In a post on Americablog.com, political science major Jon Green '14 reflects on his senior-year course on writing computer code and how it helped him improve his other forms of writing. Here is an excerpt from his post:
Coding is nothing more than a stripped down, abstract form of writing.
And this abstract writing comes with immediate, concrete feedback. It’s often difficult to be honest with oneself as to whether or not what they’ve written is coherent or internally consistent, but the compiler is brutally honest: If you make an error as small as leaving a semicolon off of your last line of code, your program won’t run; mess up your logic in a for loop, and you’ll get an infinite loop and your program will run forever. When someone criticizes your writing, you can tell yourself that they simply missed your point, and you may be correct, but if your code doesn’t produce the output you want you have no one to blame but yourself. It’s akin to one typographical error bringing down your entire essay.

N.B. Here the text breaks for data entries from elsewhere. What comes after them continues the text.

PR #747, opened 2019-02-27
Typescript support

ForsakenHarmony:


packages/cli/lib/lib/webpack/webpack-base-config.js
```diff
@@ -105,18 +112,27 @@ module.exports = function(env) {
 
 		module: {
 			rules: [
+				{
+					enforce: 'pre',
+					test: /\.tsx?$/,
+					loader: 'awesome-typescript-loader',
+					options: {
+						silent: true,
+						useBabel: true,
```
developit: I think this will break BabelEsmPlugin, which looks for babel-loader. 

Would it be possible to run awesome-ts-loader as `{enforce:'pre'}` and then pass `/\.[tj]sx?/` files to babel-loader after?

ForsakenHarmony: hmm good question

packages/cli/package.json
```diff
@@ -108,6 +110,9 @@
     "stack-trace": "0.0.10",
     "style-loader": "^0.23.1",
     "sw-precache-webpack-plugin": "^0.11.2",
+    "terser-webpack-plugin": "^1.1.0",
+    "typescript": "^3.3.3333",
+    "unfetch": "^4.0.1",
```
sync: Just curious, what are we doing with unfetch ?

sync:
Would be great to get “plug and play” ts support

packages/cli/package.json
ForsakenHarmony: good question, no idea where that came from, probably something old that slipped in

packages/cli/lib/lib/webpack/webpack-base-config.js
```diff
@@ -61,11 +72,29 @@ module.exports = function(env) {
 	let cliNodeModules = findAllNodeModules(__dirname);
 	let nodeModules = [...new Set([...userNodeModules, ...cliNodeModules])];
 
+	let compat = 'preact-compat';
+	try {
+		requireRelative.resolve('preact/compat', cwd);
```
developit: Should we be trying to resolve this only to `node_modules/preact/compat`? I think this will resolve to `node_modules/preact/compat/dist/compat.js`.

PR #754, opened 2019-03-05
Better Prerender Errors

ForsakenHarmony:


prateekbh:
is this still active?

reznord:
I can work on this and we need to improve our logging much better.

ForsakenHarmony:
Ran into issues with reliably getting the right source map and stuff like that

prateekbh:
Got it

PR #756, opened 2019-03-11
More Preact X compat things™

ForsakenHarmony:


packages/cli/package.json
```diff
@@ -92,8 +102,6 @@
     "optimize-css-assets-webpack-plugin": "^5.0.1",
     "ora": "^3.0.0",
     "postcss-loader": "^3.0.0",
-    "preact": "^8.1.0",
```
developit: Does this break prerendering?

packages/cli/lib/lib/webpack/webpack-base-config.js
```diff
@@ -6,7 +6,7 @@ const SizePlugin = require('size-plugin');
 const autoprefixer = require('autoprefixer');
 const requireRelative = require('require-relative');
 const MiniCssExtractPlugin = require('mini-css-extract-plugin');
-const FixStyleOnlyEntriesPlugin = require('webpack-fix-style-only-entries');
```
developit: Bah. Will the fix still let this strip out the Webpack modules that have nothing in them? They should have no originalModule since they're not from an ESM source?

ForsakenHarmony: should fix it, just commented it out for now, because it broke the tests

packages/cli/package.json
ForsakenHarmony: it shouldn't, as a peerDep it should resolve fine

packages/cli/package.json
```diff
@@ -64,21 +76,21 @@
...
     "console-clear": "^1.0.0",
-    "copy-webpack-plugin": "^5.0.0",
+    "copy-webpack-plugin": "^5.0.1",
     "critters-webpack-plugin": "^1.3.3",
     "cross-spawn-promise": "^0.10.1",
-    "css-loader": "^2.1.0",
+    "css-loader": "^2.1.1",
     "ejs-loader": "^0.3.0",
-    "esm": "^3.2.7",
+    "esm": "<=3.2.14",
```
ForsakenHarmony: https://github.com/standard-things/esm/issues/747

jdalton: `esm` [v3.2.17](https://github.com/standard-things/esm/releases/tag/3.2.17) is released :tada:

packages/cli/lib/lib/webpack/webpack-base-config.js
```diff
@@ -61,11 +61,17 @@ module.exports = function(env) {
 	let cliNodeModules = findAllNodeModules(__dirname);
 	let nodeModules = [...new Set([...userNodeModules, ...cliNodeModules])];
 
+	let compat = 'preact-compat';
+	try {
+		requireRelative.resolve('preact/compat', cwd);
```
developit: Should we be trying to resolve this only to `node_modules/preact/compat`? I think this will resolve to `node_modules/preact/compat/dist/compat.js`.

PR #764, opened 2019-03-21
Allow async prerender urls

prateekbh:

It allows prerender-urls.js to return a promise

Yes

**Summary**
Currently `prerender-urls.js` can return a function but only sync. This allows that function to be async as well. Allowing `preact-cli` to be a static site generator

No

### DIFF
--- a/packages/cli/lib/lib/webpack/render-html-plugin.js
+++ b/packages/cli/lib/lib/webpack/render-html-plugin.js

Having my code taken literally by a computer, over and over again, forced me to stop thinking of my words as simply what I meant them to mean. I had to consider as well how people would interpret what I wrote — would they understand what I really meant? This changed the way I structured my sentences, paragraphs and chapters; making my writing clearer. When your audience is a computer, you’re forced to think as systematically as it does. Irrelevant or inconsistent claims are called out, while concise, well-organized structure is rewarded. Plus, the feedback is immediate.
They say that a liberal education is supposed to “teach you how to think.” The manner of thinking that is rewarded when you learn a programming language overlaps immensely with the manner of thinking that a liberal education seeks to foster: abstract, yet rigorously logical.
So while I will likely never program for a living, learning some coding basics made me better at what I will do from now on.